**About this task:** Return each line of the listing that follows in which the string "want" can be found.

**Dataset:**
PR #63, opened 2020-09-02
OBJ-241 Call through to CHIPS from the Objection Processor

mwestacott:


src/main/java/uk/gov/companieshouse/api/strikeoffobjections/processor/ObjectionProcessor.java
```diff
@@ -70,7 +75,7 @@ public void process(Objection objection, String httpRequestId)
 
         // TODO update status to PROCESSING
 
-        // TODO OBJ-139/OBJ-20 do chips sending
+        chipsService.sendObjection(httpRequestId, objection);
```
markpit, line 78: I'd like to catch any exceptions thrown from chips service so we can log them, don't want to have to rely on other classes to do the logging. We can re-throw the exception (I know there's a log/throw anti pattern but I'd like to make sure nothing slips through).

mwestacott: Ok. Will implement as we've done for the e-mail calls.

src/main/java/uk/gov/companieshouse/api/strikeoffobjections/service/impl/ChipsService.java
```diff
@@ -0,0 +1,29 @@
...
+public class ChipsService implements IChipsService {
+
+    private final ChipsClient chipsClient;
+
+    @Autowired
+    public ChipsService(ChipsClient chipsClient) {
+        this.chipsClient = chipsClient;
+    }
+
+    public void sendObjection(String requestId, Objection objection) {
```
markpit, line 21: you can stick a @Overrides on here

markpit (approved):

ICoxCH (approved):

PR #66, opened 2020-09-08
Feature/obj 255 add name info to mongo email

mattch1:
Added user name and shareIdentity flag to create method - pass to mongo and email.

Added extra body parameter to the create method - had to do some refacorting in the service layer to prevent the parameter list from becoming too big.


src/main/java/uk/gov/companieshouse/api/strikeoffobjections/controller/ObjectionController.java
```diff
@@ -134,7 +136,8 @@ public ObjectionController(PluggableResponseEntityFactory responseEntityFactory,
             @PathVariable("companyNumber") String companyNumber,
             @RequestHeader(value = ERIC_REQUEST_ID) String requestId,
             @RequestHeader(value = ERIC_IDENTITY) String ericUserId,
-            @RequestHeader(value = ERIC_AUTHORISED_USER) String ericUserDetails
+            @RequestHeader(value = ERIC_AUTHORISED_USER) String ericUserDetails,
+            @RequestBody ObjectionCreate objectionCreate
```
ICoxCH, line 140: Very minor I know, but as this change will modify the service interface, it is probably a good a time as any to bump the Major version as any apps built against the old interface will no longer work as expected

src/main/java/uk/gov/companieshouse/api/strikeoffobjections/service/IObjectionService.java
```diff
@@ -16,7 +18,13 @@
 import javax.servlet.http.HttpServletResponse;
 
 public interface IObjectionService {
-    Objection createObjection(String requestId, String companyNumber, String ericUserId, String ericUserDetails);
+    Objection createObjection(String requestId,
+                              String companyNumber,
+                              ObjectionUserDetails userDetails);
+
+    ObjectionUserDetails buildUserDetails(String ericUserId,
```
ICoxCH, line 25: Personally I would place this in a different (maybe new) service as it doesn't really have anything to do with an Objection.

src/main/java/uk/gov/companieshouse/api/strikeoffobjections/model/entity/Objection.java
```diff
@@ -90,6 +103,10 @@ public Objection build() {
     @Field("http_request_id")
     @JsonIgnore
     private String httpRequestId;
+    @Field("full_name")
+    private String fullName;
+    @Field("share_identity")
+    private boolean shareIdentity;
```
ICoxCH, line 109: I would set this as a Boolean, so if the value is somehow not present in the db, we get null instead of false

src/main/java/uk/gov/companieshouse/api/strikeoffobjections/service/IObjectionService.java
mattch1: This is part of the objection -I'm not sure we would be getting anything better by doing that.

src/main/java/uk/gov/companieshouse/api/strikeoffobjections/model/entity/Objection.java
mattch1: What we want here is probably a default of false.

src/main/java/uk/gov/companieshouse/api/strikeoffobjections/controller/ObjectionController.java
mattch1: Will do.

mattch1: Changed version from 0.1 to 0.2

src/main/java/uk/gov/companieshouse/api/strikeoffobjections/controller/ObjectionController.java
```diff
@@ -146,7 +149,15 @@ public ObjectionController(PluggableResponseEntityFactory responseEntityFactory,
         );
 
         try {
-            Objection objection = objectionService.createObjection(requestId, companyNumber, ericUserId, ericUserDetails);
+            ObjectionUserDetails userDetails = objectionService.buildUserDetails(
```
mwestacott, line 152: Kind of related to @ICoxCH 's comment below, but why not just pass the 'objectionCreate' object into the existing 'createObjection()' method and let it do what it needs to (in a private service method) to build an object to save in Mongo?

src/main/java/uk/gov/companieshouse/api/strikeoffobjections/service/IObjectionService.java
mwestacott: Please see my comment higher up. I don't think we need this new public service method.

src/main/java/uk/gov/companieshouse/api/strikeoffobjections/controller/ObjectionController.java
mattch1: It's undesirable because we end up with a method with a parameter list of five.

src/main/java/uk/gov/companieshouse/api/strikeoffobjections/model/entity/Objection.java
```diff
@@ -21,6 +21,8 @@
         private ObjectionStatus status;
         private Long actionCode;
         private String httpRequestId;
+        private String fullName;
```
mwestacott, line 24: In terms of Mongo, should 'fullName' and 'shareIdentity' maybe live in the 'CreatedBy' bucket/object?

src/main/java/uk/gov/companieshouse/api/strikeoffobjections/service/impl/ObjectionService.java
```diff
@@ -78,28 +80,45 @@
...
-
         Objection entity = new Objection.Builder()
                 .withCompanyNumber(companyNumber)
                 .withCreatedOn(dateTimeSupplier.get())
-                .withCreatedBy(new CreatedBy(ericUserId, userEmailAddress))
+                .withCreatedBy(userDetails.getCreatedby())
                 .withHttpRequestId(requestId)
                 .withActionCode(actionCode)
                 .withStatus(objectionStatus)
+                .withFullName(userDetails.getFullName())
```
mwestacott, line 100: So if 'fullName' and 'shareIdentity' lived alongside 'email' in the created_by bucket, these lines wouldn't be needed.

src/main/java/uk/gov/companieshouse/api/strikeoffobjections/service/IObjectionService.java
mattch1: Unfortineately we do need as we have to test this and we have to pass the data in somehow.

src/main/java/uk/gov/companieshouse/api/strikeoffobjections/model/entity/Objection.java
markpit: That sounds better, have the fullName and shareIdentity in CreatedBy as it is user identity related

src/main/java/uk/gov/companieshouse/api/strikeoffobjections/controller/ObjectionController.java
mwestacott: Fair enough. Maybe just have 'buildUserDetails()' as a private helper method in this controller class then?

src/main/java/uk/gov/companieshouse/api/strikeoffobjections/model/entity/Objection.java
mwestacott: Yep. It all sounds related.

mattch1: Put the new fields into createdBy deleted the user details class

src/main/java/uk/gov/companieshouse/api/strikeoffobjections/model/create/ObjectionUserDetails.java
```diff
@@ -0,0 +1,43 @@
+package uk.gov.companieshouse.api.strikeoffobjections.model.create;
+
+import uk.gov.companieshouse.api.strikeoffobjections.model.entity.CreatedBy;
+
+public class ObjectionUserDetails {
+
+    private String fullName;
+    private boolean shareIdentity;
+    private String userEmailAddress;
```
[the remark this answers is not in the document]
mattch1: Removed this class.

src/main/java/uk/gov/companieshouse/api/strikeoffobjections/service/impl/ObjectionService.java
mattch1: Removed

src/main/java/uk/gov/companieshouse/api/strikeoffobjections/controller/ObjectionController.java
mattch1: will live with the extra parameter.

src/main/java/uk/gov/companieshouse/api/strikeoffobjections/model/entity/Objection.java
```diff
@@ -141,7 +140,7 @@ public void addAttachment(Attachment attachment) {
         return attachments;
     }
 
-    public void setAttachments(List<Attachment> attachments) {
+     public void setAttachments(List<Attachment> attachments) {
```
mwestacott, line 143: Errant space needs removing.

mattch1:
Just wondering if ObjectionCreate is the right name - torn between something like UserDetails which does not convey that it is part of the creation request body or the current name which does not convey that we are sending user details. I am just thinking about this in relation to the web ticket and naming it in there - we should keep the name consistent.

mwestacott:
> Just wondering if ObjectionCreate is the right name - torn between something like UserDetails which does not convey that it is part of the creation request body or the current name which does not convey that we are sending user details. I am just thinking about this in relation to the web ticket and naming it in there - we should keep the name consistent.

I thought that ObjectionCreate was ok since it was consistent with ObjectionPatch which is the class name used in the controller 'patch' method. Worth getting some more opinions on this though.

markpit:
> > Just wondering if ObjectionCreate is the right name - torn between something like UserDetails which does not convey that it is part of the creation request body or the current name which does not convey that we are sending user details. I am just thinking about this in relation to the web ticket and naming it in there - we should keep the name consistent.
> 
> I thought that ObjectionCreate was ok since it was consistent with ObjectionPatch which is the class name used in the controller 'patch' method. Worth getting some more opinions on this though.

I don't mind too much, but how about ObjectionCreateData or ObjectionCreateDetails, as I guess we are saying this is the data to create the objection with.

markpit:
> > > Just wondering if ObjectionCreate is the right name - torn between something like UserDetails which does not convey that it is part of the creation request body or the current name which does not convey that we are sending user details. I am just thinking about this in relation to the web ticket and naming it in there - we should keep the name consistent.
> > 
> > 
> > I thought that ObjectionCreate was ok since it was consistent with ObjectionPatch which is the class name used in the controller 'patch' method. Worth getting some more opinions on this though.
> 
> I don't mind too much, but how about ObjectionCreateData or ObjectionCreateDetails, as I guess we are saying this is the data to create the objection with.

saying that, it's up to you, I don't mind just ObjectionCreate

mwestacott:
> > > Just wondering if ObjectionCreate is the right name - torn between something like UserDetails which does not convey that it is part of the creation request body or the current name which does not convey that we are sending user details. I am just thinking about this in relation to the web ticket and naming it in there - we should keep the name consistent.
> > 
> > 
> > I thought that ObjectionCreate was ok since it was consistent with ObjectionPatch which is the class name used in the controller 'patch' method. Worth getting some more opinions on this though.
> 
> I don't mind too much, but how about ObjectionCreateData or ObjectionCreateDetails, as I guess we are saying this is the data to create the objection with.

We didn't add 'Data' or 'Details' to the end of the 'ObjectionPatch' class name but if we do change this, I think we need to in order to remain consistent.

src/test/java/uk/gov/companieshouse/api/strikeoffobjections/controller/ObjectionControllerTest.java
```diff
@@ -87,18 +90,33 @@
...
         objection.setId(OBJECTION_ID);
         objection.setStatus(ObjectionStatus.SUBMITTED);
-        when(objectionService.createObjection(REQUEST_ID, COMPANY_NUMBER, AUTH_ID, AUTH_USER)).thenReturn(objection);
+
+        when(objectionService.createObjection(
+                eq(REQUEST_ID),
+                eq(COMPANY_NUMBER),
+                eq(AUTH_ID),
+                eq(AUTH_USER),
+                any()
```
markpit, line 105: instead of any() you should use the objectionCreate that is created above that will be passed in as a param

src/test/java/uk/gov/companieshouse/api/strikeoffobjections/controller/ObjectionControllerTest.java
```diff
@@ -111,12 +129,17 @@ void createObjectionTest() {
...
     void createObjectionEligibilityErrorTest() {
+        ObjectionCreate objectionCreate = new ObjectionCreate();
+        objectionCreate.setFullName(FULL_NAME);
+        objectionCreate.setShareIdentity(false);
         Objection objection = new Objection();
         objection.setId(OBJECTION_ID);
         objection.setStatus(ObjectionStatus.INELIGIBLE_COMPANY_STRUCK_OFF);
-        when(objectionService.createObjection(REQUEST_ID, COMPANY_NUMBER, AUTH_ID, AUTH_USER)).thenReturn(objection);
+        when(objectionService.createObjection(eq(REQUEST_ID), eq(COMPANY_NUMBER),
+                eq(AUTH_ID), eq(AUTH_USER), any())).thenReturn(objection);
```
markpit, line 139: same here, you can replace any() with the expected objectionCreate

src/test/java/uk/gov/companieshouse/api/strikeoffobjections/controller/ObjectionControllerTest.java
```diff
@@ -127,13 +150,18 @@ void createObjectionEligibilityErrorTest() {
 
     @Test
     void createObjectionExceptionTest() {
-        when(objectionService.createObjection(REQUEST_ID, COMPANY_NUMBER, AUTH_ID, AUTH_USER))
+        ObjectionCreate objectionCreate = new ObjectionCreate();
+        objectionCreate.setFullName(FULL_NAME);
+        objectionCreate.setShareIdentity(false);
+        when(objectionService.createObjection(eq(REQUEST_ID), eq(COMPANY_NUMBER),
+                eq(AUTH_ID), eq(AUTH_USER), any()))
```
markpit, line 157: same here, you can replace any() with the expected objectionCreate

src/test/java/uk/gov/companieshouse/api/strikeoffobjections/controller/ObjectionControllerTest.java
mattch1: Updated

src/test/java/uk/gov/companieshouse/api/strikeoffobjections/controller/ObjectionControllerTest.java
mattch1: Updated

src/test/java/uk/gov/companieshouse/api/strikeoffobjections/controller/ObjectionControllerTest.java
mattch1: Updated.

src/main/java/uk/gov/companieshouse/api/strikeoffobjections/model/entity/Objection.java
mattch1: Removed

mwestacott (approved):

markpit (approved):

**Solution below:**
markpit, line 78: I'd like to catch any exceptions thrown from chips service so we can log them, don't want to have to rely on other classes to do the logging. We can re-throw the exception (I know there's a log/throw anti pattern but I'd like to make sure nothing slips through).
mattch1: What we want here is probably a default of false.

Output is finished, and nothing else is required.